TASK DESCRIPTION: When a line of the entries contains "https", please list that line.
*** Begin section ***
PR #55, opened 2021-08-05
rapids_export(BUILD) only creates alias targets to existing targets

robertmaynard:
When generating the build directory `<project>-config.cmake` we only try to create alias targets to existing targets so we don't run into CMake errors.


robertmaynard:
@gpucibot merge

PR #57, opened 2021-08-06
rapids_export will always install cmake files to `lib`

### LINKED ISSUE #56: [BUG] Exported cmake files are in `lib64` instead of `lib`
**Describe the bug**
In at least the librmm and libcudf 21.08 packages the cmake config and target files are in the `lib64/cmake` folder whereas they were previously in the `lib/cmake` folder.  This differs from all other conda packages which also use the `lib/cmake` folder. I also believe it breaks `find_package` searches from working as expected.

See packages here: https://anaconda.org/rapidsai/librmm/files?version=21.08.00

**Expected behavior**
CMake config and target files should be in `lib/cmake`

robertmaynard:
Fixes #56

While using `GNUInstallDirs` is the technically correct way to
determine the correct install location for CMake based projects,
it has no concept of conda enviornments and incorrectly uses
the base distros layout instead.

In the very short term have `rapids-export` always export to `lib` as other
RAPIDS projects hardcode the install location to that

In the short term extend `rapids-cmake` to offer a function to compute
the library location which is conda aware. Update all of RAPIDS to
use that.

Medium term update CMake GNUInstallDirs to be conda aware so we
can just assume that works as expected.


robertmaynard:
@raydouglass @kkraus14

dantegd (approved):

rapids-cmake/export/export.cmake
```diff
@@ -154,7 +155,7 @@ function(rapids_export type project_name)
   string(TOLOWER ${project_name} project_name)
   string(TOUPPER ${project_name} project_name_uppercase)
   if(type STREQUAL "install")
-    set(install_location "${CMAKE_INSTALL_LIBDIR}/cmake/${project_name}")
+    set(install_location "lib/cmake/${project_name}")
```
kkraus14, line 158: Could we maybe do something like?
```
if(${CMAKE_INSTALL_PREFIX} EQUAL $ENV{CONDA_PREFIX})
    set(install_location "lib/cmake/${project_name}")
else()
    set(install_location "${CMAKE_INSTALL_LIBDIR}/cmake/${project_name}")
endif()
```

I hate to make things conda specific when we don't need to.

robertmaynard: I agree, I do want to stick with presuming always a conda environment. 

For `21.08` I want to stick with the minimal change required to fix conda, and I think the current change is the correct approach. While yours is better, we still have the issue that numerous RAPIDS packages hard code the install location of things like `libcudf` to always be `lib` instead of using to GNUInstallDirs. 

For `21.10` we should have a better holistic approach for RAPIDS. This would mean providing a function like `rapids_cmake_install_location` that would compute either `lib` or `lib64` based on CONDA, etc. That way not only is `rapids_export` fixed, but we can also update cudf, cugraph, cuml, ....

robertmaynard: Once we/I figure out a robust approach that we are doing a conda install I will upstream it to CMake

PR #61, opened 2021-08-09
Introduce rapids_cmake_install_lib_dir

### LINKED ISSUE #60: [FEA] introduce `rapids_cmake_install_lib_dir` to compute conda aware installation directory name

As seen by https://github.com/rapidsai/rapids-cmake/issues/56 and https://github.com/rapidsai/rapids-cmake/pull/57 rapids-cmake uses the host distro information to compute the lib directory name ( `lib` vs `lib64` ). This means that conda packages built on CentOS will incorrectly use `lib64`

rapids-cmake should provide the necessary functionality so that consuming projects can correctly compute the correct library location.

As brought up in #57 we need some general API that can be used by both `rapids_export` and users of cmake so that
the following. This function would determine if we are in a conda environment and use `lib` otherwise falling back to `GNUInstallDirs` for all other situations. This will allow RAPIDS projects to work correctly across multiple distros and package managers.

One proposal is to have `rapids_cmake_install_lib_dir(out_variable_name)` which would be used by consumers like this:
```
rapids_cmake_install_lib_dir(install_lib_dir)

install(TARGETS cugraph
        DESTINATION ${install_lib_dir}
        EXPORT cugraph-exports)
        
install(DIRECTORY include/cugraph/
        DESTINATION include/cugraph)

```

We could also provide an option flag to `rapids_cmake_install_lib_dir` that will allow callers to opt-in to modifying the `CMAKE_INSTALL_LIBDIR` value, but I don't want to make that implicit by default as that breaks the design rules of rapids-cmake

robertmaynard:
Fixes #60

rapids_cmake_install_lib_dir computes the correct lib direcotry (lib, lib64, ... ) with respect to how CONDA wants things done.

This is done by looking at `CMAKE_INSTALL_PREFIX` and seeing if it matches env{CONDA_PREFIX} or env{PREFIX} when env{CONDA_BUILD} is set. Under those conditions we will always return `lib` no matter the linux distro, under all other condtions `rapids_cmake_install_lib_dir` defers to `GNUInstallDirs`.

To make `rapids-cmake` consistent we also update `rapids_export` to use `rapids_cmake_install_lib_dir` to correctly compute the location where to install generated `<project>-config.cmake` files`.

### DIFF
--- a/cmake-format-rapids-cmake.json
+++ b/cmake-format-rapids-cmake.json
@@ -7,6 +7,12 @@
           "nargs": 1
         }
       },
+      "rapids_cmake_install_lib_dir": {
+        "pargs": {
+          "nargs": 1,
+          "flags": ["MODIFY_INSTALL_LIBDIR"]
+        }
+      },
       "rapids_cmake_make_global": {
         "pargs": {
           "nargs": 1
--- a/docs/api.rst
+++ b/docs/api.rst
@@ -12,6 +12,7 @@ require.
    :titlesonly:
 
    /command/rapids_cmake_build_type
+   /command/rapids_cmake_install_lib_dir
    /command/rapids_cmake_make_global
    /command/rapids_cmake_parse_version
    /command/rapids_cmake_support_conda_env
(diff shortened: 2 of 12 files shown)


robertmaynard:
@gpucibot merge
*** End section ***
RESPONSE TO THIS TASK:
See packages here: https://anaconda.org/rapidsai/librmm/files?version=21.08.00
As seen by https://github.com/rapidsai/rapids-cmake/issues/56 and https://github.com/rapidsai/rapids-cmake/pull/57 rapids-cmake uses the host distro information to compute the lib directory name ( `lib` vs `lib64` ). This means that conda packages built on CentOS will incorrectly use `lib64`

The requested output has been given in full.